PR #8300, opened 2019-04-13
[BEAM-7035] Compatible wire representation for timers in Python SDK

tweise:
Fix timer encoding on Python SDK side, support cancellation of timers by timer ID in the Flink runner and add VR test coverage for timer clear/cancel.

Adding @lukecwik who will be familiar with the timestamp encoding workarounds :)

Also see #8253

------------------------

--- | --- | --- | --- | ---

### DIFF
--- a/runners/flink/src/main/java/org/apache/beam/runners/flink/translation/wrappers/streaming/DoFnOperator.java
+++ b/runners/flink/src/main/java/org/apache/beam/runners/flink/translation/wrappers/streaming/DoFnOperator.java
@@ -1014,7 +1014,7 @@ public class DoFnOperator<InputT, OutputT> extends AbstractStreamOperator<Window
     @Override
     public void setTimer(TimerData timer) {
       try {
-        String contextTimerId = getContextTimerId(timer);
+        String contextTimerId = getContextTimerId(timer.getTimerId(), timer.getNamespace());
         // Only one timer can exist at a time for a given timer id and context.
         // If a timer gets set twice in the same context, the second must
         // override the first. Thus, we must cancel any pending timers
@@ -1051,15 +1051,15 @@ public class DoFnOperator<InputT, OutputT> extends AbstractStreamOperator<Window
 
     void cleanupPendingTimer(TimerData timer) {
       try {
-        pendingTimersById.remove(getContextTimerId(timer));
+        pendingTimersById.remove(getContextTimerId(timer.getTimerId(), timer.getNamespace()));
       } catch (Exception e) {
         throw new RuntimeException("Failed to cleanup state with pending timers", e);
       }
     }
 
     /** Unique contextual id of a timer. Used to look up any existing timers in a context. */
-    private String getContextTimerId(TimerData timer) {
-      return timer.getTimerId() + timer.getNamespace().stringKey();
+    private String getContextTimerId(String timerId, StateNamespace namespace) {
+      return timerId + namespace.stringKey();
     }
 
     /** @deprecated use {@link #deleteTimer(StateNamespace, String, TimeDomain)}. */
@@ -1071,7 +1071,11 @@ public class DoFnOperator<InputT, OutputT> extends AbstractStreamOperator<Window
 
     @Override
     public void deleteTimer(StateNamespace namespace, String timerId, TimeDomain timeDomain) {
-      throw new UnsupportedOperationException("Canceling of a timer by ID is not yet supported.");
+      try {
+        cancelPendingTimerById(getContextTimerId(timerId, namespace));
+      } catch (Exception e) {
+        throw new RuntimeException("Failed to cancel timer", e);
+      }
     }
 
     /** @deprecated use {@link #deleteTimer(StateNamespace, String, TimeDomain)}. */
--- a/runners/flink/src/main/java/org/apache/beam/runners/flink/translation/wrappers/streaming/ExecutableStageDoFnOperator.java
+++ b/runners/flink/src/main/java/org/apache/beam/runners/flink/translation/wrappers/streaming/ExecutableStageDoFnOperator.java
@@ -387,7 +387,6 @@ public class ExecutableStageDoFnOperator<InputT, OutputT> extends DoFnOperator<I
         stateBackendLock.lock();
         getKeyedStateBackend().setCurrentKey(encodedKey);
         if (timerData.getTimestamp().isAfter(BoundedWindow.TIMESTAMP_MAX_VALUE)) {
-          // TODO: "Canceling of a timer by ID is not yet supported."
           timerInternals.deleteTimer(
               timerData.getNamespace(), timerData.getTimerId(), timerData.getDomain());
         } else {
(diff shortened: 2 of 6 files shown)


tweise:
Run Java PreCommit

runners/flink/src/main/java/org/apache/beam/runners/flink/translation/wrappers/streaming/ExecutableStageDoFnOperator.java
```diff
@@ -378,14 +379,20 @@ public ByteBuffer getCurrentKey() {
...
+      LOG.debug("Setting timer: {} {}", timerElement, timerData);
       // KvToByteBufferKeySelector returns the key encoded
       ByteBuffer encodedKey = (ByteBuffer) keySelector.getKey(timerElement);
       // We have to synchronize to ensure the state backend is not concurrently accessed by the
       // state requests
       try {
         stateBackendLock.lock();
         getKeyedStateBackend().setCurrentKey(encodedKey);
-        timerInternals.setTimer(timerData);
+        if (timerData.getTimestamp().isAfter(GlobalWindow.TIMESTAMP_MAX_VALUE)) {
```
mxm: Should this be `MAX_TIMESTAMP` (`Long.MAX_VALUE`)? There can be windows between `GlobalWindow.MAX_TIMEMSTAMP` and `MAX_TIMESTAMP` because the former is a standard day before the latter. Actually, `MAX_TIMESTAMP` would be good as a value because triggers using it as a timestamp can never fire because the Watermark cannot go past `MAX_TIMESTAMP`.

runners/flink/src/main/java/org/apache/beam/runners/flink/translation/wrappers/streaming/DoFnOperator.java
```diff
@@ -1071,7 +1071,11 @@ public void deleteTimer(StateNamespace namespace, String timerId) {
 
     @Override
     public void deleteTimer(StateNamespace namespace, String timerId, TimeDomain timeDomain) {
-      throw new UnsupportedOperationException("Canceling of a timer by ID is not yet supported.");
+      try {
+        cancelPendingTimerById(getContextTimerId(timerId, namespace));
```
mxm: This is not enough to clean the timer. The method call will only evict the timer meta information used to delete timers by id (Flink does not allow to delete timers by id, you always need to supply the original timestamp of the the timer). See the deleteTimer method below for the additional delete step on Flink's timer service.

sdks/python/apache_beam/coders/coder_impl.py
```diff
@@ -491,13 +491,29 @@ def estimate_size(self, value, nested=False):
...
+
+  TODO: SDK agnostic encoding
+  For interoperability with Java SDK, encoding needs to match
+  that of the Java SDK InstantCoder.
+  https://github.com/apache/beam/blob/f5029b4f0dfff404310b2ef55e2632bbacc7b04f/sdks/java/core/src/main/java/org/apache/beam/sdk/coders/InstantCoder.java#L79
+  """
 
   def encode_to_stream(self, value, out, nested):
-    out.write_bigendian_int64(value.micros)
+    millis = value.micros // 1000
```
mxm: Does that mean that timestamps were incorrect before?

sdks/python/apache_beam/runners/worker/bundle_processor.py
```diff
@@ -381,8 +381,12 @@ def set(self, ts):
         windowed_value.WindowedValue(
             (self._key, dict(timestamp=ts)), ts, (self._window,)))
 
-  def clear(self, timestamp):
-    self._receiver.receive((self._key, dict(clear=True)))
+  def clear(self):
+    dummy_millis = int(common_urns.constants.MAX_TIMESTAMP_MILLIS.constant) + 1
```
mxm: Did you mean to use GlobalWindow.MAX_TIMESTAMP here?

I think this should be just MAX_TIMESTAMP (see above).

runners/flink/src/main/java/org/apache/beam/runners/flink/translation/wrappers/streaming/DoFnOperator.java
mxm: Have to correct myself, I thought you were calling `cleanupPendingTimer` here, but `cancelPendingTimerById` does delete the timer correctly. Sorry about that.

sdks/python/apache_beam/coders/coder_impl.py
tweise: Yup, and timers only working because they would fire on the final watermark.

sdks/python/apache_beam/runners/worker/bundle_processor.py
tweise: No, it refers to https://github.com/apache/beam/blob/7d6b7b89f5832d5d375059f9c1980181b443835b/model/pipeline/src/main/proto/beam_runner_api.proto#L40

runners/flink/src/main/java/org/apache/beam/runners/flink/translation/wrappers/streaming/ExecutableStageDoFnOperator.java
tweise: The constant is actually defined in BoundedWindow https://github.com/apache/beam/blob/a9723d954a92391e9ca79130a199a8eaf38953f2/sdks/java/core/src/main/java/org/apache/beam/sdk/transforms/windowing/BoundedWindow.java#L57

I will change this to avoid confusion.

tweise:
Run Python PreCommit

sdks/python/apache_beam/runners/worker/bundle_processor.py
mxm: Wouldn't this cause an overflow then? We cannot go past the maximum timestamp.

tweise: Long.MAX_VALUE is `9223372036854775807`, which is different from `MAX_TIMESTAMP_MILLIS`. The resulting timer timestamp is `Timer{timestamp=294247-01-10T04:00:54.776Z, payload=[B@5aec2a63}`. (The code in this PR is covered by a test, if there was an overflow the test would fail.)

mxm: Ok, max timestamp is then `Long.MAX_VALUE / 1000`. Seems safe to add 1 to it then.

tweise:
@lukecwik can you please clarify what changes you request? I assume you are referring to work that should be done to clean up this timestamp and timer mess in general. That's certainly reasonable outside of this PR, which is fixing a bug that we are blocked on.

lukecwik:
Use standard_coders.yaml to perform the timer test. You can do that by copying over the missing timer definition into the python one or attempt to solve BEAM-7015 as well and migrate to use the standard_coders.yaml found underneath the model/ folder.

It would be nice to discuss the discrepancy on the ML but that shouldn't block this change from going in.

tweise:
@lukecwik makes sense. I will see to make the change to the test and also bring the overall topic to the ML.

pabloem:
Thanks Thomas for fixing this. This LGTM. IIUC, cancelling timers will be done by setting their timestamp beyond the maximum timestamp. Is that correct?

tweise:
> Thanks Thomas for fixing this. This LGTM. IIUC, cancelling timers will be done by setting their timestamp beyond the maximum timestamp. Is that correct?

That's right. There is currently no way to encode "cancel timer", so this is using the timestamp trick.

################

WHAT TO WORK ON >>
Repeat exactly the lines of the material above, taking the first line, the line with "any pending timers", and every line between them.

PROBLEM SOLUTION >>
PR #8300, opened 2019-04-13
[BEAM-7035] Compatible wire representation for timers in Python SDK

tweise:
Fix timer encoding on Python SDK side, support cancellation of timers by timer ID in the Flink runner and add VR test coverage for timer clear/cancel.

Adding @lukecwik who will be familiar with the timestamp encoding workarounds :)

Also see #8253

------------------------

--- | --- | --- | --- | ---

### DIFF
--- a/runners/flink/src/main/java/org/apache/beam/runners/flink/translation/wrappers/streaming/DoFnOperator.java
+++ b/runners/flink/src/main/java/org/apache/beam/runners/flink/translation/wrappers/streaming/DoFnOperator.java
@@ -1014,7 +1014,7 @@ public class DoFnOperator<InputT, OutputT> extends AbstractStreamOperator<Window
     @Override
     public void setTimer(TimerData timer) {
       try {
-        String contextTimerId = getContextTimerId(timer);
+        String contextTimerId = getContextTimerId(timer.getTimerId(), timer.getNamespace());
         // Only one timer can exist at a time for a given timer id and context.
         // If a timer gets set twice in the same context, the second must
         // override the first. Thus, we must cancel any pending timers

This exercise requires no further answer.